2. What are the challenges of non-governmental organizations in rural development in Nigeria?
3. What are the solutions to the issues of rural development in Nigeria?
1.5 RESEARCH HYPOTHESIS
HO: Non-governmental organizations (NGOs) does not play significant role in the rural development of Nigeria.
H1: Non-governmental organizations (NGOs) plays significant role in rural development in Nigeria.
1.6 SIGNIFICANCE OF THE STUDY
The following are the significance of this study:
1. The results from this study will educate the general public on the roles and challenges of non-governmental organizations in rural development in Nigeria. It will also reveal the way out of the issue of rural underdevelopment.
2. This research will be a contribution to the body of literature in the area of the effect of personality trait on student’s academic performance, thereby constituting the empirical literature for future research in the subject area.

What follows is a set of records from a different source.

PR #9603, opened 2026-07-20
fix(skills): pass -y to skill install command so it can't hang on the agent-selection prompt

### LINKED ISSUE #9567: [Bug]: Settings "Install" reports success when the skill install command exits 1, and Re-check never re-runs it
### Environment
- **OS**: Windows + WSL2 (Ubuntu) as the Orca work area; agents (Claude Code, Codex, Pi) installed inside WSL2
- **Orca version**: 1.4.146 (desktop app on Windows)
- **Node**: v24.18.0 (in WSL2)
- **Skills CLI**: `npx skills@latest`

### Summary
Clicking **Install** on the Settings → Skills page (e.g. *Orchestration*, *Computer use*) shows "install complete" in the UI, but the skill is never actually installed. **Re-check** keeps reporting "Not installed" and every agent shows "missing" coverage. This happens specifically when the Orca work area is a WSL2 distro.

Root cause: the install command Orca spawns in the ephemeral setup terminal is missing the `-y` flag, so the `skills` CLI's interactive agent-selection prompt (`@clack/prompts` "Which agents do you want to install to?") blocks forever in the non-driven PTY. Orca kills it after ~50s and it exits with code 1. **Re-check only re-reads the cached failed status — it does not re-run the install** — so the indicator can never flip back to "installed" on its own.

### Steps to reproduce
1. Orca desktop on Windows, set work area to a WSL2 distro (Ubuntu).
2. Install at least one agent inside WSL2 (e.g. Claude Code, Codex, Pi).
3. Open Settings → Skills, click **Install** on *Orchestration* (or *Computer use*).
4. UI reports the install completed.
5. Click **Re-check** → still "Not installed"; agent coverage shows all agents "missing".

### Expected behavior
Install completes non-interactively; Re-check shows the skill installed and agents covered.

### Actual behavior
The ephemeral setup terminal exits with code 1 every time; status never becomes "installed".

### Evidence
The spawned command template (found in `resources/app.asar`):
```js
npx skills add ${ORCA_SKILLS_REPOSITORY_URL} --skill ${skillNames.join(' ')} --global
```
Note: **no `-y`**.

`daemon.log` shows the same lifecycle for every skill install (and onboarding) terminal:
```
session-created: ephemeral-setup-terminal:settings-orchestration-skill-terminal@@<id>
... ~50s ...
session-killed:  immediate: true
session-exited:  code: 1
```

The `skills` CLI itself prints this tip:
> Tip: use the --yes (-y) and --global (-g) flags to install without prompts.

Running the same install manually **with `-y`** succeeds (exit 0) and the skills land correctly in each agent's skill directory inside WSL2:
```bash
npx skills add https://github.com/stablyai/orca --skill orchestration computer-use orca-cli --global -y --agent '*'
```

### Suggested fix
Add `-y` (and optionally `-a '*'` or an explicit agent list) to the spawned install command:
```js
npx skills add ${ORCA_SKILLS_REPOSITORY_URL} --skill ${skillNames.join(' ')} --global -y
```
Additional considerations:
- Run the install terminal without an interactive PTY (or detect non-TTY), so the `skills` CLI falls into its non-interactive path automatically.
- Make **Re-check** actually re-run the install instead of only re-reading the cached failed status, so the indicator can self-heal.

### Workaround
Run the install manually inside the WSL2 shell with `-y`:
```bash
npx skills add https://github.com/stablyai/orca --skill orchestration computer-use orca-cli --global -y --agent '*'
```
The skills become usable by the agents even though the Settings UI still shows "Not installed".

OrcaWin:
Fixes #9567

## Problem

Clicking **Install** on Settings → Skills (e.g. *Orchestration*, *Computer use*) reports "install complete" in the UI, but the skill is never installed. **Re-check** keeps reporting "Not installed" and every agent shows "missing" coverage. Reproduces reliably when the Orca work area is a WSL2 distro with agents installed inside it.

## Root cause

Orca spawns the install command in a **non-driven ephemeral setup terminal** (a real PTY, so `stdin.isTTY` is true). The spawned command was:

```
npx skills add https://github.com/stablyai/orca --skill <names> --global
```

Note: **no `-y`**. The `skills` CLI runs an interactive `@clack/prompts` selection — *"Which agents do you want to install to?"* — whenever stdin is a TTY. Nothing drives that prompt, so it blocks forever; Orca kills the terminal after ~50s and it exits with code 1. The status never flips to "installed".

Confirmed against the `skills` CLI dist (`skills@1.5.19`): the add command only skips the prompt when `options.yes` (`-y`/`--yes`) is set, taking the non-interactive path `targetAgents = ensureUniversalAgents(installedAgents)` (all detected agents). This matches the CLI's own tip: *"use the --yes (-y) and --global (-g) flags to install without prompts."*

## Fix

Append `-y` to the install command built by `buildAgentFeatureSkillInstallCommand`, so every install surface (Settings panes, onboarding, feature tips, floating-terminal dialog) runs non-interactively and installs to all detected agents. This is the single source of truth for the spawned template, so onboarding/settings/CTA all pick it up.

With install succeeding, **Re-check** reads the real installed state and self-heals — no separate re-run needed.

### Scope

Only the **install** command changed. The **update** commands run in user-facing terminals where the `skills` CLI's upstream-deletion prompt is an intentional interactive choice, so they're deliberately left alone.

## Tests

Updated the exact-match assertions for the install command string across the affected unit tests. All install-command-related suites pass (73 passed, 1 pre-existing skip).

### DIFF
--- a/src/renderer/src/components/onboarding/onboarding-feature-setup.test.ts
+++ b/src/renderer/src/components/onboarding/onboarding-feature-setup.test.ts
@@ -119,7 +119,7 @@ describe('onboarding feature setup runner', () => {
 
     expect(text).toBe(ALL_SKILL_INSTALL_COMMAND)
     expect(text).toBe(
-      'npx skills add https://github.com/stablyai/orca --skill orca-cli computer-use orchestration orca-linear --global'
+      'npx skills add https://github.com/stablyai/orca --skill orca-cli computer-use orchestration orca-linear --global -y'
     )
   })
 
--- a/src/renderer/src/components/settings/AgentSkillSetupPanel.test.tsx
+++ b/src/renderer/src/components/settings/AgentSkillSetupPanel.test.tsx
@@ -7,7 +7,8 @@ import { afterEach, beforeEach, describe, expect, it, vi } from 'vitest'
 import { AgentSkillSetupPanel } from './AgentSkillSetupPanel'
 import { TooltipProvider } from '../ui/tooltip'
 
-const INSTALL_COMMAND = 'npx skills add https://github.com/stablyai/orca --skill orca-cli --global'
+const INSTALL_COMMAND =
+  'npx skills add https://github.com/stablyai/orca --skill orca-cli --global -y'
 const UPDATE_COMMAND = 'npx skills update orca-cli --global'
 
 const mocks = vi.hoisted(() => ({
--- a/src/renderer/src/components/settings/OrchestrationPane.test.tsx
+++ b/src/renderer/src/components/settings/OrchestrationPane.test.tsx
@@ -8,7 +8,7 @@ import { getOrchestrationUsageExamples } from '@/lib/orchestration-usage-example
 import { OrchestrationPane } from './OrchestrationPane'
 
 const INSTALL_COMMAND =
-  'npx skills add https://github.com/stablyai/orca --skill orchestration --global'
+  'npx skills add https://github.com/stablyai/orca --skill orchestration --global -y'
 const UPDATE_COMMAND = INSTALL_COMMAND
 
 const mocks = vi.hoisted(() => ({
--- a/src/renderer/src/components/settings/linear-agent-skill-install-cta.test.tsx
+++ b/src/renderer/src/components/settings/linear-agent-skill-install-cta.test.tsx
@@ -115,7 +115,7 @@ describe('LinearAgentSkillInstallCta', () => {
     expect(rendered.textContent).toContain('Not installed')
     expect(rendered.textContent).toContain('Let your agents read and edit Linear tasks.')
     expect(rendered.textContent).toContain(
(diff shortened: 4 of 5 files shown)


OrcaWin:
Closing this — after digging into the code, `-y` is the wrong fix.

The Settings → Skills install terminal is intentionally **interactive**: clicking Install pre-fills the `npx skills add …` command into an embedded terminal and the user presses Enter to run it, and the multi-agent "Which agents do you want to install to?" prompt is a deliberate choice point. Adding `-y` would remove that choice, and it wouldn't even reliably fix the reported failure — if the user never presses Enter, `-y` changes nothing.

We'd rather keep the flow interactive and treat #9567 as a discoverability/reliability bug instead. I've followed up on the issue to confirm exactly where it broke for the reporter before deciding on the real fix.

1.7 SCOPE/LIMITATIONS OF THE STUDY
This study will cover the role and challenges of non-governmental organizations in rural development in Nigeria.
LIMITATION OF STUDY
Financial constraint- Insufficient fund tends to impede the efficiency of the researcher in sourcing for the relevant materials, literature or information and in the process of data collection (internet, questionnaire and interview).
Time constraint- The researcher will simultaneously engage in this study with other academic work. This consequently will cut down on the time devoted for the research work
1.8 DEFINITION OF TERMS
Non Governmental Organisations (NGO): Is any non-profit, voluntary citizens' group which is organized on a local, national or international level. It is a not-for-profit organization that is independent from states and international governmental organisations. They are usually funded by donations but some avoid formal funding altogether and are run primarily by volunteers.
Rural Development: Is the process of improving the quality of life and economic well-being of people living in relatively isolated and sparsely populated areas.
Abakare,C. O..The Concept of Rural Development.A summary,Inter-regional seminar on integrated Development, Cairo,1997, 210 –218 (8).
Lele,U. The Design of Rural Development from Africa (Baltimore: Holt Rinbert. 2007).
Mabogunje,A. L. 2008. The Development Process.Spatial Perspectives.Doctoral dissertation, Ibadan, University Press.
Okafor,F. C. “Basic Needs in Rural Nigeria”. Social Indicators research, 17(1) 1985, 115-122(4).
Olatunbosun,D. Nigeria’s Neglected Rural Majority (Ibadan: Oxford University Press 1995).
World Bank, Rural Development: A policy Analysis (Washington D. C: World Bank Press1995).